PR #86, opened 2022-09-13
Unify `select` and `command`, introduce raw `exec`

slvrtrn:
* `select` + some `command` cases -> `query`
* `command` where the output is mostly irrelevant (DDLs etc) -> `exec`

### DIFF
--- a/__tests__/utils/client.ts
+++ b/__tests__/utils/client.ts
@@ -21,11 +21,8 @@ export function createTestClient(
     }`
   )
   const clickHouseSettings: ClickHouseSettings = {}
-  if (env === TestEnv.LocalCluster) {
+  if (env === TestEnv.LocalCluster || env === TestEnv.Cloud) {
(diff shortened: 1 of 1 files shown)


src/client.ts
```diff
@@ -133,29 +128,22 @@ export class ClickHouseClient {
...
-
     return new Rows(stream, format)
   }
 
-  async command(params: CommandParams): Promise<Rows> {
-    const format = params.format === undefined ? 'JSON' : params.format
-    const query = formatCommandQuery(params.query, format)
-
-    const stream = await this.connection.command({
+  exec(params: ExecParams): Promise<Stream.Readable> {
```
slvrtrn, line 141: Since it is just raw command execution, I decided not to wrap it with `Rows` as it also requires `format` which we don't provide here. 

However, for ergonomics, it'd be great to have the `getAsText` utility function available in the library exports I think. (see how it's used in the tests)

◆ ◆ ◆ ◆ ◆

- [WHAT THIS TASK INVOLVES]: From the first line to the last, transcribe the records exactly.

- [EXERCISE ANSWER]:
PR #86, opened 2022-09-13
Unify `select` and `command`, introduce raw `exec`

slvrtrn:
* `select` + some `command` cases -> `query`
* `command` where the output is mostly irrelevant (DDLs etc) -> `exec`

### DIFF
--- a/__tests__/utils/client.ts
+++ b/__tests__/utils/client.ts
@@ -21,11 +21,8 @@ export function createTestClient(
     }`
   )
   const clickHouseSettings: ClickHouseSettings = {}
-  if (env === TestEnv.LocalCluster) {
+  if (env === TestEnv.LocalCluster || env === TestEnv.Cloud) {
(diff shortened: 1 of 1 files shown)


src/client.ts
```diff
@@ -133,29 +128,22 @@ export class ClickHouseClient {
...
-
     return new Rows(stream, format)
   }
 
-  async command(params: CommandParams): Promise<Rows> {
-    const format = params.format === undefined ? 'JSON' : params.format
-    const query = formatCommandQuery(params.query, format)
-
-    const stream = await this.connection.command({
+  exec(params: ExecParams): Promise<Stream.Readable> {
```
slvrtrn, line 141: Since it is just raw command execution, I decided not to wrap it with `Rows` as it also requires `format` which we don't provide here. 

However, for ergonomics, it'd be great to have the `getAsText` utility function available in the library exports I think. (see how it's used in the tests)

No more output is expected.